# WORK TO COMPLETE
Count how many lines hold "used" in the records, and respond with that number by itself.

# DATA TO EXAMINE
***
Issue #143, opened 2019-11-08
Manual update of the seedlist is no more possible


allamand:
The update of the seedlist is correctly mark to configure in each of the racks, but the Flip can't be triggered becasue of a wrong test on it : 

https://github.com/Orange-OpenSource/cassandra-k8s-operator/blob/master/pkg/controller/cassandracluster/reconcile.go#L588
```
	//if global status is not yet  "Configuring", we skip this one
	if cc.Spec.AutoUpdateSeedList &&
		status.LastClusterAction == api.ActionUpdateSeedList &&
		status.LastClusterActionStatus == api.StatusConfiguring {
		var setOperationOngoing = true
```

We need to remove the test on **AutoUpdateSeedList**

PR #146, opened 2019-11-19
Fixes 143 Manual seedlist update

fdehay:
Hello,
SImple fix here with a new unit test. Please check scope of test is enough as I don't use any statefulset
Change consists of removing a test on AutoUpdateSeedlist == true in the function that was blocking the "new" AutoSeedList=False possibility


pkg/controller/cassandracluster/reconcile_test.go
```diff
@@ -165,6 +165,83 @@ func TestFlipCassandraClusterUpdateSeedListStatusScaleDC2(t *testing.T) {
 	assert.Equal(true, reflect.DeepEqual(b, status.SeedList))
 }
 
+func TestFlipCassandraClusterUpdateSeedListStatusScaleDC2ManualSeedList(t *testing.T) {
+	assert := assert.New(t)
+
+	_, cc := helperInitCluster(t, "cassandracluster-2DC-ManualSeedlist.yaml")
```
cscetbon: I think it makes more sense to build the cluster from an existing sample file as we don't want that option to be used beside multicasskop.

pkg/controller/cassandracluster/reconcile_test.go
```diff
@@ -165,6 +165,83 @@ func TestFlipCassandraClusterUpdateSeedListStatusScaleDC2(t *testing.T) {
...
+	cc.Spec.AutoUpdateSeedList = false
+
+	assert.Equal(api.ClusterPhaseInitial, cc.Status.CassandraRackStatus["dc1-rack1"].CassandraLastAction.Name)
+	assert.Equal(api.ClusterPhaseInitial, cc.Status.CassandraRackStatus["dc1-rack2"].CassandraLastAction.Name)
+	assert.Equal(api.ClusterPhaseInitial, cc.Status.CassandraRackStatus["dc2-rack1"].CassandraLastAction.Name)
+	assert.Equal(3, len(cc.Status.CassandraRackStatus))
+
+	//cc.Status.SeedList = cc.InitSeedList()
+
+	var a = []string{
```
cscetbon: Let's use a variable name that has a meaning

pkg/controller/cassandracluster/reconcile_test.go
```diff
@@ -165,6 +165,83 @@ func TestFlipCassandraClusterUpdateSeedListStatusScaleDC2(t *testing.T) {
...
+	UpdateCassandraClusterStatusPhase(cc, status)
+
+	//Flip with AutoUpdateSeedList= true -> update status
+	FlipCassandraClusterUpdateSeedListStatus(cc, status)
+
+	assert.Equal(api.StatusToDo, status.CassandraRackStatus["dc1-rack1"].CassandraLastAction.Status)
+	assert.Equal(api.StatusToDo, status.CassandraRackStatus["dc1-rack2"].CassandraLastAction.Status)
+	assert.Equal(api.StatusToDo, status.CassandraRackStatus["dc2-rack1"].CassandraLastAction.Status)
+
+	//Simulate the Update of SeedList (field CASSANDRA_SEEDLIST of init-container bootstrap
```
cscetbon: Let's get rid of all those comments that are useless

pkg/controller/cassandracluster/testdata/cassandracluster-2DC-ManualSeedlist.yaml
```diff
@@ -0,0 +1,60 @@
...
+      - name: dc2
+        nodesPerRacks: 1
+        labels: 
+          location.dfy.orange.com/site : mts
+        rack:
+          - name: rack1
+            labels: 
+              location.dfy.orange.com/street : street3
+status:
+  seedlist:
```
cscetbon: Like I said earlier I think we can get rid of that sample deployment file. However I have a question. Why is the seedlist in the status key ? It's surprising ...

cscetbon:
@fdehay, if I understand correctly, the function is already used by other tests. If I'm right, then testing the function itself is enough IMHO. Can you also update the description to add more information about the change ?

pkg/controller/cassandracluster/reconcile_test.go
fdehay: Ok it makes sense and it will prevent double update in case of change that affects these files. Will correct asap

pkg/controller/cassandracluster/reconcile_test.go
fdehay: ok

pkg/controller/cassandracluster/testdata/cassandracluster-2DC-ManualSeedlist.yaml
fdehay: Yes it was the subjezct of the issue 144 which was closed by JAL without answering the initial question.
We discussed it with Seb and thought that to put it in Spec would be too much of a giveway for non casskop control of the seedlist. So we left it in the status key

pkg/controller/cassandracluster/reconcile_test.go
fdehay: I left them to show what the original test was doing after the modified function. Will remove them of course

pkg/controller/cassandracluster/reconcile_test.go
```diff
@@ -177,20 +177,15 @@ func TestFlipCassandraClusterUpdateSeedListStatusScaleDC2ManualSeedList(t *testi
...
-
-	var a = []string{
+	var firstSeedList = []string{
 		"cassandra-demo-dc1-rack1-0.nodomain.com",
 		"cassandra-demo-dc1-rack2-0.nodomain.com",
 		"cassandra-demo-dc2-rack1-0.nodomain.com",
 	}
+	cc.Status.SeedList = firstSeedList
 
 	assert.Equal(3, len(cc.Status.SeedList))
```
cscetbon: @fdehay, not sure this test makes sense here. How could this list change after we've set it ?

pkg/controller/cassandracluster/testdata/cassandracluster-2DC-ManualSeedlist.yaml
Orange-cscetbon: gotcha

pkg/controller/cassandracluster/reconcile_test.go
fdehay: The copy of the initial status is made just before (line 189), so I thought we could simulate an update by changing it just after this copy. We then have a difference between the copier status and the cc.status.seedlist
Thanks for your time here, that's what I was looking for, I am not sure if what I did made sense

fdehay:
Fixes #143

PR #149, opened 2019-11-26
Get rid of env var SERVICE_NAME

cscetbon:


cscetbon:
@allamand I see. I even wonder why we still remove the node from its seeds list. I need to check if it's still needed

PR #153, opened 2019-12-10
Allow Istio to work with Cassandra and encrypt native connections

cscetbon:
This PR removes Intranode and JMX ports from the Service, this way they are not proxyfied by Istio. When Istio proxyfies internodes ports it prevents local connections which is needed by Gossip protocol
***
# OUTPUT FOR THIS TASK
2